[Action item]: The full listing below must be printed exactly, word for word.

___ Supplied data ___

PR #1001, opened 2026-06-30
ignore ty warning on affinity

KRRT7:
## Summary
- avoid calling os.sched_getaffinity on platforms that do not provide it
- fall back to multiprocessing.cpu_count() for ty worker count detection

## Verification
- uv run ty check src/kfactory
- uv run pytest -q

### DIFF
--- a/pyproject.toml
+++ b/pyproject.toml
@@ -167,6 +167,7 @@ skip = "pyproject.toml, uv.lock"
 [tool.ty]
 src.exclude = [ "docs", "src/kfactory/widgets/interactive.py", "tests/gdsfactory-yaml-pics" ]
 src.include = [ "docs", "src", "tests" ]
+environment.python-platform = "all"
 
 [tool.pytest]
 ini_options.testpaths = [ "src", "tests" ]
--- a/src/kfactory/conf.py
+++ b/src/kfactory/conf.py
@@ -181,15 +181,15 @@ def get_affinity() -> int:
     On (most) linux we can get it through the scheduling affinity. Otherwise,
     fall back to the multiprocessing cpu count.
     """
+    sched_getaffinity = getattr(os, "sched_getaffinity", None)
+    if sched_getaffinity is not None:
+        return len(sched_getaffinity(0))
     try:
-        return len(os.sched_getaffinity(0))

___

[Output below]:
PR #1001, opened 2026-06-30
ignore ty warning on affinity

KRRT7:
## Summary
- avoid calling os.sched_getaffinity on platforms that do not provide it
- fall back to multiprocessing.cpu_count() for ty worker count detection

## Verification
- uv run ty check src/kfactory
- uv run pytest -q

### DIFF
--- a/pyproject.toml
+++ b/pyproject.toml
@@ -167,6 +167,7 @@ skip = "pyproject.toml, uv.lock"
 [tool.ty]
 src.exclude = [ "docs", "src/kfactory/widgets/interactive.py", "tests/gdsfactory-yaml-pics" ]
 src.include = [ "docs", "src", "tests" ]
+environment.python-platform = "all"
 
 [tool.pytest]
 ini_options.testpaths = [ "src", "tests" ]
--- a/src/kfactory/conf.py
+++ b/src/kfactory/conf.py
@@ -181,15 +181,15 @@ def get_affinity() -> int:
     On (most) linux we can get it through the scheduling affinity. Otherwise,
     fall back to the multiprocessing cpu count.
     """
+    sched_getaffinity = getattr(os, "sched_getaffinity", None)
+    if sched_getaffinity is not None:
+        return len(sched_getaffinity(0))
     try:
-        return len(os.sched_getaffinity(0))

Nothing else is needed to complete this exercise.